BRASILIA (Reuters) – Brazil’s central bank signaled on Tuesday that a majority of its policymakers see a possibility of initiating a “parsimonious” rate cut at its next meeting in August, provided that a more benign inflation scenario is consolidated, while a minority adopts a more cautious stance.
The minutes of the meeting held between June 20-21, when the rate-setting committee known as Copom kept the benchmark rate at 13.75% for the seventh consecutive time, revealed a divergence of opinions regarding the signaling of future steps.
“The prevailing assessment was that the continuation of the ongoing disinflationary process, with its consequent impact on expectations, may allow the necessary confidence to be built up to start a parsimonious process of inflection at the next meeting,” said the minutes.
Although it adopted a more moderate tone by excluding the possibility of rate hikes from its policy statement, the central bank refrained from signaling monetary easing at its next meeting in August last week, pointing instead to a data-dependent stance.
The communication drew criticism from President Luiz Inacio Lula da Silva, ministers, and some market participants, who expected a notable shift in the bank’s tone due to lower-than-expected inflation, a stronger currency, and easing inflation expectations.
In addition, future interest rates fell as Congress advanced the government’s new fiscal rules, seen as crucial to curb uncontrolled public debt after Lula’s increased social spending to fulfill campaign promises.

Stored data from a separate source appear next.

PR #10232, opened 2026-04-09
feat(server): add automations engine for flaky tests

fortmarek:
## Summary

Introduces a unified Automations engine for test-case hygiene and lands its first sub-kind: **Alert automations** (aka "alert rules"). Each alert evaluates a monitor condition on a cadence, runs one or more trigger actions when it fires, and optionally runs recovery actions when the condition no longer holds. The shape is intentionally set up so we can add non-alert kinds (scheduled, webhook, function) later without breaking contracts.

### Architecture: Automations → Alerts → Monitors · Events · Actions

The folder structure and naming reflect the umbrella:

- `Tuist.Automations.Alerts.Alert` — the configurable record (PG table `automation_alerts`). Owns the monitor, trigger/recovery config, trigger/recovery actions, and an enabled flag.
- `Tuist.Automations.Alerts.Event` — append-only ClickHouse log (`automation_alert_events`) of transitions per entity. `list_active_alert_events/1` uses `argMax` to surface currently-firing entities; `create_alert_event/1` appends a new record.
- `Tuist.Automations.Monitors.FlakyTestsMonitor` — today's single monitor, with `flakiness_rate` and `flaky_run_count` variants.
- `Tuist.Automations.Actions.*` — `ChangeStateAction`, `AddLabelAction`, `RemoveLabelAction`, `SendSlackAction`. `ActionExecutor` dispatches with a generic `%{type: :test_case, id: id}` entity map so the engine can later work on builds or bundles.

### Test-case `state`

- New `state` field on `test_cases` (`enabled` | `muted`), replacing `is_quarantined` as source of truth.
- API responses still include a derived `is_quarantined` boolean flagged `deprecated: true` in OpenAPI so SDK generators emit a warning.
- The `is_quarantined` column itself lives in a follow-up migration so this PR stays purely additive.
- MCP tools expose `state` directly (no back-compat obligation).
- Mute/unmute dropdown on the test-case page replaces the quarantine/unquarantine buttons.

### REST API

- `GET/POST/PUT/DELETE /api/projects/:account_handle/:project_handle/automations/alerts[/{alert_id}]` — operation IDs `listAutomationAlerts`, `createAutomationAlert`, etc.
- Response + request-body schemas pulled into modules (`TuistWeb.API.Schemas.AutomationAlert`, `AutomationAlertAction`); controller helpers (normalize, error formatting) pulled into `TuistWeb.API.RequestParams`.
- Gated by a dedicated `:automation_alert` authorization object (admin-only writes, user/admin/ops/account-token reads). The LiveView uses the same object's `:read` so UI and API gates don't drift.

### Alert builder UI

- Modal with Condition / Action / Recovery sections, multiple actions per rule, add/delete, edit-in-place.
- Slack action with channel picker; message template supports `{{test_case.name}}`, `{{test_case.module_name}}`, `{{test_case.suite_name}}`, `{{test_case.url}}`, `{{automation.name}}`; user-controlled values are mrkdwn-escaped to prevent injection.
- Recovery toggle with configurable window; recovery actions run *before* the "recovered" event is appended so a failed Slack ping / unmute / label removal doesn't leave the UI looking resolved while the side effects never happened.

### Legacy migration

- Backfill migration materialises `automation_alerts` rows from existing project settings (`auto_mark_flaky_tests`, `auto_quarantine_flaky_tests`, `flaky_test_alerts_*`). One-shot insert, no de-dup guard — volume is low.
- Removed workers: `FlakyThresholdCheckWorker`, `FlakyTestAlertWorker`, `ClearCooledDownFlakyTestsScheduler/Worker`.
- Removed the manual-mark-as-flaky Slack alert (`send_manual_flaky_test_alert`); users configure Slack via the alert's `send_slack` action instead.
- Legacy "Flaky test detection" and "Test quarantine" settings cards removed.

### Oban scheduler

The scheduler includes `:completed` in Oban's unique-state set alongside `:available`/`:scheduled`/`:executing`. Without it, a fast evaluation job would drop to `:completed` between scheduler ticks and the next tick would re-enqueue, collapsing the effective cadence to the scheduler's own interval. With `period: cadence_seconds(cadence)` + `:completed`, re-scheduling waits at least one cadence.

### Worktree bootstrap

Three mise tasks under `claude:` (`bootstrap`, `regenerate-launch-json`, `seed-db`) auto-configure a fresh worktree. The committed `.claude/settings.json` wires them into a `SessionStart` hook.

### Noora changes

- Dropdown component: icon slot rendered via portal for dynamic updates; `size="medium"` variant.
- `volume-3.svg` icon added.

## Test plan

- [ ] PostgreSQL + ClickHouse migrations apply cleanly on a fresh worktree.
- [ ] Mute/unmute dropdown writes `state` and the API still returns the derived `is_quarantined` value.
- [ ] CRUD via `/api/projects/.../automations/alerts`; admin-only writes, broader reads.
- [ ] Multi-action alerts (change_state + add_label + send_slack), recovery toggle, cooldown.
- [ ] Legacy `?quarantined=true` API filter keeps returning muted tests.
- [ ] Enqueue `AlertEvaluationWorker` from iex and verify events land in `automation_alert_events` and actions fire in order.
- [ ] Action integration tests in `test/tuist/automations/actions/*` go through `Tests.update_test_case` down to a ClickHouse write so contract drift surfaces here.
- [ ] ~70 tests covering schema validation, context CRUD, action handlers, executor, evaluation worker, API controller, LiveView, and MCP tools.


.claude/settings.json
fortmarek, line 1: these are claude specific, but figured, they'd be useful for anyone else using the claude worktrees

server/lib/tuist/automations/alert_rule.ex
fortmarek, line 1: I went a bit back-and-forth on this. Initially, this scheme was called `automation`, but in the end decided that this specific shape is really an alert rule, primarily because of the possible recovery, which is really an alert-specific concept.

server/lib/tuist/automations.ex
fortmarek, line 1: This currently contains just alert rules, but I'd probably still consider keeping alert rules under the automations module. Once we add automations beyond alert rules, we'd want to keep alert rules still under the automations module.

server/lib/tuist_web/controllers/api/automations/alerts_controller.ex
fortmarek, line 1: also somewhat unsure about whether to call this alert rules controller or automations controller. But the shape we currently return is very alert rule like

pepicrft:
> 1. Top-level modeling — AlertRule or Automation?

I'm inclined to use "Automations" as an umbrella platform capability, and then call this particular type of automation, "Alert automation". Down the line we can then introduce another kind of automation, for example functions, that's a scriptable and more generic version for teams that need more.

> 2. API endpoint shape — /alert_rules or /automations?

I think we can do `/api/projects/:account/:project/automations/alerts`

> 3. User-facing terminology — "Automations" or "Alert rules" in the UI?
I'm inclined to keep using automations. Today, we know automations and alert rules mean the same thing, but down the line, we'll have sub-categories. At the API level, I'd already established that hierarchy, we'll have to introduce breaking changes there.

> Authorization reuses the :project object instead of a dedicated :automation one — write ops become admin-only, reads stay open to user/admin/ops/account tokens.

What's the scope granularity that we are using for other project-scoped objects? If we have scope per sub-object, I'm incline to embrace the same model here.

mise/tasks/claude/bootstrap.sh
```diff
@@ -0,0 +1,13 @@
+#!/usr/bin/env bash
+#MISE description="Bootstrap this worktree for Claude Code (launch.json + server install)"
+
+set -euo pipefail
+
+SCRIPT_DIR="$(cd "$(dirname "$0")" && pwd)"
+WORKTREE_ROOT="$(git rev-parse --show-toplevel)"
```
pepicrft: We can use `MISE_PROJECT_ROOT`.

mise/tasks/claude/regenerate-launch-json.sh
```diff
@@ -0,0 +1,55 @@
...
+mkdir -p "${LAUNCH_DIR}"
+cat > "${LAUNCH_FILE}" <<EOF
+{
+  "version": "0.0.1",
+  "configurations": [
+    {
+      "name": "Tuist Server",
+      "runtimeExecutable": "bash",
+      "runtimeArgs": ["-c", "cd server && exec mise run dev"],
+      "port": ${server_port}
```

In the minutes, the bank pointed out that some members still support the need to observe a further decrease in long-term inflation expectations and more evidence of disinflation in the more cyclically sensitive components.
The central bank stressed in the minutes that inflation expectations declined slightly, but remain deanchored from official targets, partially due to the questioning about a possible change in future inflation targets, adding that “decisions that reanchor expectations can lead to faster disinflation.”
The National Monetary Council, consisting of the Finance Minister, Planning Minister, and central bank governor, will convene on Thursday to confirm the 3% inflation targets for 2024 and 2025, and set the official target for 2026.
Lula’s earlier push for higher inflation targets to ease monetary policy has lost momentum, with Finance Minister Fernando Haddad recently emphasizing the government’s inclination to adjust the timeline for achieving the goals, favoring a continuous approach over the current calendar year-based target.